Some people do know the instant they meet their future partner that this is the person they’ve been looking for all their life. But it doesn’t work like that for everyone. The real advice is that if you’re not sure if this is the right one; don’t take a gamble on it. Because if they are the right one, you will know it even if it’s takes a bit of time. In other words, if it’s right you will be sure – either straight away, or a bit later – but you will know.f you’re absolutely sure this is the right person the moment you clap eye on them, you’re very lucky (unless it happens to you every time, in which case you need to have a serious word with yourself). The important thing, though, is not to commit yourself until you’re certain. How many divorced people have you heard say, Do you know, even on my wedding day I was wondering if I was doing the right thing.’
Well, I can tell you. If you’re still wondering about it on your wedding day, then no, you’re not doing the right thing. What you’re doing is making a big mistake. Marriage and/or kids are tough enough when you are sure you’re with the right person. It’s lunacy to enter into it without even being certain of that. If you aren’t sure right at the beginning, that’s normal. It may take weeks, months or even years to be sure, especially if you’re of a naturally doubtful persuasion. That’s all fine.
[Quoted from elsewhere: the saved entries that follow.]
PR #903, opened 2022-07-07
chore(icons): remove .tsbuildinfo before releasing

chanceaclark:
## What?

Removes the `.tsbuildinfo` file before releasing the icon package.

## Why?

The current `prepublishOnly` script removes `dist/` folder, thus removing existing types and because we incrementally build icons then next run of the `build` script won't generate the types again. This causes issues when trying to release big-design as it errors out when running `lerna run build --stream`.

Screen Shot 2022-07-07 at 09 37 05

## Testing/Proof

See screenshot.


golcinho (approved):

deini (approved):
lol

It’s just that until you really are sure, you shouldn’t be making a permanent commitment.
Your new partner, of course, may be sure sooner that you are. We’re all different. But don’t allow them to pressurize you into making a decision before you’re ready. It’s understandable that they want you to commit yourself – you’re a wonderful person, why wouldn’t they want to be with you? But no one will benefit if you make the wrong decision.
If this is really the right person for you to spend your life with, you won’t be thinking, ‘I don’t know. Is it me? I’m just not sure if this is right.’ Well, it will do. You’ll be thinking, ‘yes, yes, yes, let’s get on with it.’ If you’re not thinking that, you’re not ready to commit yourself yet.